Most of the studies linking health with career patterns have focused on men. The whole process of retirement may well be a different experience for women than men, in part because of the historical difference in their attachment to the labor force. When men leave their jobs they are exiting from a role that has typically dominated their adult years. Women, on the other hand, commonly experience greater discontinuity, moving in and out of the labor force and in and out of part-time jobs in conjunction with shifting family responsibilities. Consequently, they are less likely to have the same duration of employment or accumulation of work experience as men (Han and Moen 1999), and may be more likely to already have fulfilling roles outside of employment. Whether the findings about the longevity and health benefits of orderly career paths and high-status jobs apply to women as well is an important topic for future investigation. One recent study suggests that employment for women in their 50s and 60s may slow the onset of physical limitations (Pavalko and Smith 1999).

Ethnic and racial minorities, as well as those low in socioeconomic status, are more disadvantaged in terms of their career paths, health, and retirement pensions, creating a cumulation of disadvantage in addition to their increased risk of retiring because of a disability (Shea et al. 1996).

3.5 Life After Retirement

Postretirement employment is a key, yet understudied, aspect of employment history. ‘Bridge jobs’ following retirement are often very different from the career jobs from which workers retired (Henretta 1992), but they may ease the potentially disruptive transition out of the labor force. It is important to examine both pre-and postretirement employment histories to fully understand the linkages between work, retirement, and health, and to consider various forms of productive engagement following retirement.

Both paid and unpaid work after retirement have been linked to longevity, health, and psychological well-being (Moen et al. 2000). This confirms the protective effects of role participation, but studies have shown that the context of that participation matters as well. For example, Musick et al. (1999) found that volunteering had a protective effect on mortality for those with low levels of informal social interaction.

Another key context shaping life after retirement is marriage. Pienta et al. (2000) have shown the health benefits of marriage for those moving into the retirement years.

4. Retirement Exigencies And Possibilities

Most research shows that being retired has no deleterious effects on either physical or psychological health; most retirees say they are satisfied with their retirement and some even report better health (Atchley 1976, Quick and Moen 1998). The issue is not whether retirement influences health, or vice versa, but the pathways to health and well-being in the postretirement years.
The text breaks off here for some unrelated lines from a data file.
Issue #632, opened 2015-04-15
Event Registration


hennevogel:
There are two reasons submitter wants to require registration for his event:
1. They can only accommodate a limited amount of people because of limited resources (think Rasberry PI workshop and I have only N machines)
2. Knowing how many people will show up

Both are not handled in the current form. I can not limit the amount of registrations and I can't see how many people registered.

differentreality:
Note: we can see how many people have registered in 
https://github.com/openSUSE/osem/pull/634/files#diff-8fb9d019430ee6b805c281047c1b7a2fR70

PR #923, opened 2016-03-28
Enable event registration for proposals

differentreality:
https://github.com/openSUSE/osem/issues/632

* Enables event registration and setting of max attendees by submitter
* Adds indication to events that require registration
* Shows registration list of people for event
  * Shows who attended the event (organizers can toggle attendance)
* Refactors the event registration during conference registration
* It validates max_attendees attribute of event against room.size, if the event is scheduled when enabling require_registration

TODO: Add PDF/XLS generation of registration list

### DIFF
--- a/app/controllers/conference_registrations_controller.rb
+++ b/app/controllers/conference_registrations_controller.rb
@@ -33,7 +33,6 @@ class ConferenceRegistrationsController < ApplicationController
   end
 
   def show
-    @workshops = @registration.workshops
     @total_price = Ticket.total_price(@conference, current_user)
     @tickets = current_user.ticket_purchases.where(conference_id: @conference.id)
   end
--- a/app/controllers/proposal_controller.rb
+++ b/app/controllers/proposal_controller.rb
@@ -145,10 +145,14 @@ class ProposalController < ApplicationController
     end
   end
 
+  def registrations; end
+
   private
 
   def event_params
-    params.require(:event).permit(:title, :subtitle, :track_id, :event_type_id, :abstract, :description, :require_registration, :difficulty_level_id)
+    params.require(:event).permit(:event_type_id, :track_id, :difficulty_level_id,
+                                  :title, :subtitle, :abstract, :description,
+                                  :require_registration, :max_attendees)
   end
 
   def user_params
--- a/app/models/event.rb
+++ b/app/models/event.rb
@@ -14,7 +14,8 @@ class Event < ActiveRecord::Base
   has_many :commercials, as: :commercialable, dependent: :destroy
   belongs_to :event_type
 
-  has_and_belongs_to_many :registrations
+  has_many :events_registrations
+  has_many :registrations, through: :events_registrations
 
   belongs_to :track
   belongs_to :room
@@ -32,6 +33,10 @@ class Event < ActiveRecord::Base
   validates :abstract, presence: true
   validates :event_type, presence: true
   validates :program, presence: true
+  validates :max_attendees, numericality: { only_integer: true, greater_than_or_equal_to: 1, allow_nil: true }
+
+  validate :max_attendees_and_require_registration
+  validate :max_attendees_no_more_than_room_size
 
   scope :confirmed, -> { where(state: 'confirmed') }
   scope :highlighted, -> { where(is_highlight: true) }
@@ -62,6 +67,19 @@ class Event < ActiveRecord::Base
     event :reject do
       transitions to: :rejected, from: [:new], on_transition: :process_rejection
     end
+  end
+
+  ##
+  # Checkes if the event has a start_time and a room
+  # ====Returns
+  # * +true+ or +false+
+  def scheduled?
+    room && start_time ? true : false
+  end
+
+  def registration_possible?
+    return false unless max_attendees
+    registrations.count < max_attendees
   end
 
   def voted?(event, user)
@@ -206,6 +224,21 @@ class Event < ActiveRecord::Base
   end
 
   private
+
+  ##
+  # If max_attendees variable is set (higher than 0)
+  # variable require_registration must also be set
+  def max_attendees_and_require_registration
+    errors.add(:require_registration, 'must be enabled, when you set max_attendees') if max_attendees && !require_registration
+    errors.add(:max_attendees, 'must be enabled, when you set require_registration') if require_registration && max_attendees.nil?
+  end
+
+  ##
+  # Do not allow, for the event, more attendees than the size of the room
+  def max_attendees_no_more_than_room_size
+    return unless room && max_attendees_changed?
+    errors.add(:max_attendees, "cannot be more than the room's capacity (#{room.size})") if max_attendees && (max_attendees > room.size)
+  end
 
   def abstract_limit
     # If we don't have an event type, there is no need to count anything
--- a/app/models/program.rb
+++ b/app/models/program.rb
@@ -8,8 +8,19 @@ class Program < ActiveRecord::Base
   has_many :tracks, dependent: :destroy
   has_many :difficulty_levels, dependent: :destroy
   has_many :events, dependent: :destroy do
-    def workshops
+    def require_registration
       where(require_registration: true, state: :confirmed)
+    end
+
+    def with_registration_open
+      where(require_registration: true, state: :confirmed).
+      map { |e| e if e.max_attendees > e.registrations.count }.compact
+    end
+
+    # All confirmed events of the conference with attribute require_registration
+    # excluding the events the user has already registered to
+    def remaining_for_registration(registration)
+      require_registration - registration.events
     end
 
     def confirmed
--- a/app/models/user.rb
+++ b/app/models/user.rb
@@ -36,6 +36,7 @@ class User < ActiveRecord::Base
   has_many :event_users, dependent: :destroy
   has_many :events, -> { uniq }, through: :event_users
   has_many :registrations, dependent: :destroy
+  has_many :events_registrations, through: :registrations
   has_many :ticket_purchases, dependent: :destroy
   has_many :tickets, through: :ticket_purchases, source: :ticket
   has_many :votes, dependent: :destroy
@@ -53,8 +54,31 @@ class User < ActiveRecord::Base
             },
             presence: true
 
+  ##
+  # Checkes if the user attended the event
+  # This is used for events that require registration
+  # The user must have registered to attend the event
+  # Gets an event
+  # === Returns
+  # * +true+ if the user attended the event
+  # * +false+ if the user did not attend the event
+  def attended_event? event
+    event_registration = event.events_registrations.find_by(registration: self.registrations)
+
+    return false unless event_registration.present?
+    event_registration.attended
+  end
+
   def name
     self[:name] || username
+  end
+
+  ##
+  # Checks if a user has registered to an event
+  # ====Returns
+  # * +true+ or +false+
+  def registered_to_event? event
+    event.registrations.pluck(:id).include? self.registrations.find_by(conference_id: event.program.conference.id).id
   end
 
   def subscribed? conference
--- a/app/views/admin/events/registrations.html.haml
+++ b/app/views/admin/events/registrations.html.haml
@@ -1,0 +1,40 @@
+.row
+  .col-md-12
+    .page-header
+      %h1
+        Registrations (#{@event_registrations.length}/#{@event.max_attendees})
+      .text-muted
+        for
+        = @event.title
+
+    - if @event.room && (@event_registrations.length > @event.room.size)
+      %b Attention:
+      You have more registrations than the capacity of the room!
+
+    .well
+      %table.table.table-hover.table-borderd.table-striped.datatable#registrations
+        %thead
+          %th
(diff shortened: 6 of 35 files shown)


differentreality:
screenshot

screenshot-2

screenshot-4

screenshot-3

screenshot-1

screenshot-6

screenshot-7

screenshot-14

ChrisBr:
Please rebase @differentreality

app/models/user.rb
```diff
@@ -57,6 +57,32 @@ def name
...
+  ##
+  # Checks if a user has registered to an event
+  # ====Returns
+  # * +true+ or +false+
+  def registered_to_event? event
+    event.registrations.pluck(:id).include? self.registrations.find_by(conference_id: event.program.conference.id).id
+  end
+
   def subscribed? conference
     self.subscriptions.find_by(conference_id: conference.id).present?
```
dronov: Maybe it could be written a little bit elegant: 

```self.subscriptions.exists? conference_id: conference.id```

File: app/models/event.rb [hunk 2]
```diff
@@ -64,6 +69,27 @@ class Event < ActiveRecord::Base
...
+    "Registered: #{registrations.count}"
+  end
+
+  def registration_possible?
+    return false unless max_attendees
+    registrations.count < max_attendees
+  end
+
   def voted?(event, user)
     event.votes.where('user_id = ?', user).first
```
dronov: I think method ```voted?``` should return true or false. So it would be written like:

```event.votes.where('user_id = ?', user).any?```

**Comment by dronov** [comment]
Hello @differentreality :) I left some comments, maybe them could be useful.

**Comment by hennevogel** [comment]
Please drop the '0' as indicator that capacity is unlimited. Either capacity is >= 1 or not.

**Comment by ChrisBr** [comment]
@dronov please only comment on changes in this PR!

**Comment by ChrisBr** [comment]
@differentreality I really like the screenshots! Awesome :bouquet:

File: app/controllers/conference_registrations_controller.rb [hunk 3]
```diff
@@ -29,15 +29,24 @@ def new
 
     # @user variable needs to be set so that _sign_up_form_embedded works properly
     @user = @registration.build_user
+
+    # Add the events with existing registration at the end
+    @events_registrations = (@conference.program.events.with_registration_open - @registration.events) + @registration.events
```
ChrisBr: What about a scope?

app/controllers/conference_registrations_controller.rb
```diff
@@ -29,15 +29,24 @@ def new
...
   end
 
   def show
-    @workshops = @registration.workshops
+    # All the events the user has registered to
+    @events_registered = @registration.events
+    # All confirmed events of the conference with attribute require_registration
+    # excluding the events the user has already registered to
+    @events_require_registration = (@conference.program.events.require_registration - @registration.events)
```
ChrisBr: Also what about a scope?

app/controllers/conference_registrations_controller.rb
```diff
@@ -29,15 +29,24 @@ def new
...
     @total_price = Ticket.total_price(@conference, current_user)
     @tickets = current_user.ticket_purchases.where(conference_id: @conference.id)
   end
 
-  def edit; end
+  def edit
+    @events_registrations = (@conference.program.events.with_registration_open - @registration.events) + @registration.events
```
ChrisBr: Same for this!

app/controllers/conference_registrations_controller.rb
```diff
@@ -79,6 +88,7 @@ def update
       redirect_to  conference_conference_registrations_path(@conference.short_title),
                    notice: 'Registration was successfully updated.'
     else
+      @events_registrations = (@conference.program.events.with_registration_open - @registration.events) + @registration.events
```
ChrisBr: Same here!

app/models/event.rb
```diff
@@ -64,6 +69,27 @@ class Event < ActiveRecord::Base
     end
   end
 
+  ##
+  # Checkes if the event has a start_time and a room
+  # ====Returns
+  # * +true+ or +false+
+  def scheduled?
+    room && start_time ? true : false
```
ChrisBr: Drop ``? true : false``, ``room && start_time`` is the same!

app/models/event.rb
```diff
@@ -64,6 +69,27 @@ class Event < ActiveRecord::Base
...
+  end
+
+  ##
+  # ====Returns
+  # * +String+ -> number of registrations / max allowed registrations
+  def registered_text
```
ChrisBr: That should be a view helper method and not a model method!

app/models/program.rb
```diff
@@ -8,10 +8,15 @@ class Program < ActiveRecord::Base
...
   has_many :difficulty_levels, dependent: :destroy
   has_many :events, dependent: :destroy do
-    def workshops
+    def require_registration
       where(require_registration: true, state: :confirmed)
     end
 
+    def with_registration_open
+      where(require_registration: true, state: :confirmed).
+      map { |e| e if e.max_attendees && ((e.max_attendees == 0) || (e.max_attendees > e.registrations.count)) }.compact
```
ChrisBr: Is it not possible to do this in the ``where``?

app/models/user.rb
```diff
@@ -57,6 +57,32 @@ def name
     self[:name] || username
   end
 
+  ##
+  # Finds all the events the user is registered to
+  # If a conference is provided, results are limited to events of that confernece
+  # ====Returns
+  # * +ActiveRecord::Associations::CollectionProxy+ -> events
+  def event_registrations conference=nil
+    input_registrations = conference ? self.registrations.where(conference: conference) : self.registrations
```
ChrisBr: This should also be possible in a scope...

app/views/proposal/registrations.html.haml
```diff
@@ -0,0 +1,36 @@
...
+        %table.table.table-hover.table-borderd.table-striped.datatable#registrations
+          %thead
+            %th
+            %th Name
+            %th Email
+            %th Created AT
+            %th Attended
+            %th Attended Conference
+          %tbody
+            - @event_registrations.each_with_index do |event_registration, index|
```
ChrisBr: When you use
```
@event_registrations.each.with_index(1) do |event_registration, index|
```
you could drop the ``index + 1`` in the table row!

app/views/admin/events/registrations.html.haml
```diff
@@ -0,0 +1,40 @@
...
+          %th
+          %th Name
+          %th Email
+          %th Created At
+          %th Attended
+          %th Attended Conference
+        %tbody
+          - @event_registrations.each_with_index do |event_registration, index|
+            %tr
+              %td= index + 1
```
ChrisBr: Same here!

app/models/program.rb
differentreality: Dunno :/ 
(I need to check the registrations count of the event (e.registrations.count))

app/models/event.rb
differentreality: Actually `room && start_time` returns the start_time or nil

app/controllers/conference_registrations_controller.rb
```diff
@@ -33,7 +33,8 @@ def new
   end
 
   def show
-    @workshops = @registration.workshops
+    # All the events the user has registered to
+    @events_registered = @registration.events
```
hennevogel: Why don't you use `@registration.events` directly in the view?

app/controllers/proposal_controller.rb
```diff
@@ -145,10 +145,16 @@ def restart
     end
   end
 
+  def registrations
+    @event_registrations = @event.events_registrations
```
hennevogel: Why don't you use `@event.events_registrations` directly in the view?

app/models/event.rb
```diff
@@ -209,6 +227,21 @@ def calculate_progress
...
+  # If max_attendees variable is set (higher than 0)
+  # variable require_registration must also be set
+  def max_attendees_and_require_registration
+    errors.add(:require_registration, 'must be enabled, when you set max_attendees') if max_attendees && !require_registration
+    errors.add(:max_attendees, 'must be enabled, when you set require_registration') if require_registration && max_attendees.nil?
+  end
+
+  ##
+  # Do not allow, for the event, more attendees than the size of the room
+  def max_attendees_no_more_than_room_size
```
hennevogel: This is correct but I wonder what this does to the scheduling workflow. What happens if an admin assigns an Event to a Room and this validations hits?

app/models/user.rb
```diff
@@ -53,10 +54,51 @@ class User < ActiveRecord::Base
...
+  # This is used for events that require registration
+  # The user must have registered to attend the event
+  # Gets an event
+  # === Returns
+  # * +true+ if the user attended the event
+  # * +false+ if the user did not attend the event
+  def attended_event? event
+    event_registration = event.events_registrations.find_by(registration: self.registrations)
+
+    return false unless event_registration.present?
```
hennevogel: Why not `event.events_registrations.find_by(registration: self.registrations).any?`

app/models/user.rb
hennevogel: In Event yes

spec/models/event_spec.rb
```diff
@@ -1,4 +1,5 @@
 require 'spec_helper'
+include ApplicationHelper
```
hennevogel: Uhm what?

spec/models/event_spec.rb
```diff
@@ -89,6 +137,56 @@
...
+  describe '#scheduled?' do
+    it { expect(event.scheduled?).to eq false }
+    it 'returns true if the event is scheduled' do
+      event.room = create(:room)
+      event.start_time = conference.start_date.to_time
+      expect(event.scheduled?).to eq true
+    end
+  end
+
+  describe '#registered_text' do
```
hennevogel: This should be a [helper spec](https://relishapp.com/rspec/rspec-rails/docs/helper-specs/helper-spec)

spec/models/event_spec.rb
hennevogel: See below why this shouldn't be here...

spec/models/user_spec.rb
```diff
@@ -40,6 +40,28 @@
     end
   end
 
+  describe '#event_registrations' do
+    before :each do
```
hennevogel: Why don't you use `let/let!`?

app/models/user.rb
differentreality: You mean why I use `.present?` instead of `.any?` ? Or why I use a variable? (I use a variable because I am re-using it on the next line - thought it would look cleaner that way).

app/models/event.rb
differentreality: We can overcome this by only adding a validation error if the attribute max_attendees has changed (which does not happen when scheduling).

differentreality:
What's remaining is:
* Max_attendees is set to 10, we have 10 registrations, then max_attendees is reduced to 6. The registrations will then remain.
* Max_attendees is set to 10, the event gets assigned a room and the room.size is 5. What should happen to the max_attendees value and what if there were already 10 registrations (like the previous scenario)

app/models/event.rb
hennevogel: Sounds like a plan yes

app/models/user.rb
hennevogel: So it returns false or a record? I would split that...

hennevogel:
This simple shouldn't be possible. If you have 10 registrations then you can't lower it below 10. You shouldn't be able to schedule an Event with 10 registrations to a room of the size 5.

differentreality:
I thought about that but I am not sure if we should put one more limitation to scheduling an event. It is unlikely, but what if the numbers are bigger and there is simply not a large enough room available? You cannot schedule the Event and you cannot reduce max_attendeeds. It creates a huge block for something that is not so serious.

Alternative: only allow people to register to events that are scheduled (not just confirmed).

hennevogel:
Well if the app can't resolve something (like removing attendees and notifying them about it or something similar) we need to error and tell the people how they can resolve it themselves.

Or we don't allow the data to get into this situations. I think your alternative would do that...

differentreality:
On the other hand, having an idea how many people are interested in a talk is interesting for organizers.
It is perhaps a better idea to address the issues and make event registrations a more complete feature.

1) Max_attendees is 10 and we have 10 registrations to Event. Event Submitter wants to reduce the value of max_attendees. People will need to be unregistered and receive a relevant email.

2) Max_attendees is 100 and we have 80 registrations, but the event is scheduled in a room with capacity of 75 people, last 5 registrations need to be deleted (with email to people and event submitter).

3) Event has attribute require_regitsration, and people already have registered. Event submitter decides to uncheck the require_registration attribute. Registrations should be deleted (with email to people).

Once #932 is finalized, I would introduce some reminder emails to people registered to events (Hey you ve registered to attend X, Y, Z events. If for some reason you cannot make it to these events, please unregister, to free up places for other people who want to attend).

hennevogel:
Anyway. Let's get this now in as it is. This is already large enough :-)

Research evidence makes it clear that good health is an important prerequisite for the enjoyment of the retirement years, as is economic security (Szinovacz and Washo 1992).

Both increasing longevity and the aging of the babyboom cohort suggest that the retirement passage is in considerable flux, as growing numbers of workers can expect to spend a considerable proportion of their life course retired from their primary career jobs. Moreover, retirees in the twenty-first century tend to be healthier, better educated, and more active compared to those in the middle of the twentieth century.

The retirement transition can offer an occasion for the development of a new identity and can foster the adoption of new roles and new health behaviors. Workers retire, not only because of poor health, but sometimes because of good health, wanting to do something else. And retirees with excellent health are more likely to return to the workforce (Mutchler et al. 1999). But there are few institutionalized opportunities for meaningful engagement after retirement (Riley et al. 1994). Existing structural arrangements, policies, norms, and practices fail to provide the opportunities and challenges that can fully exploit the possibilities of life—and health—after retirement.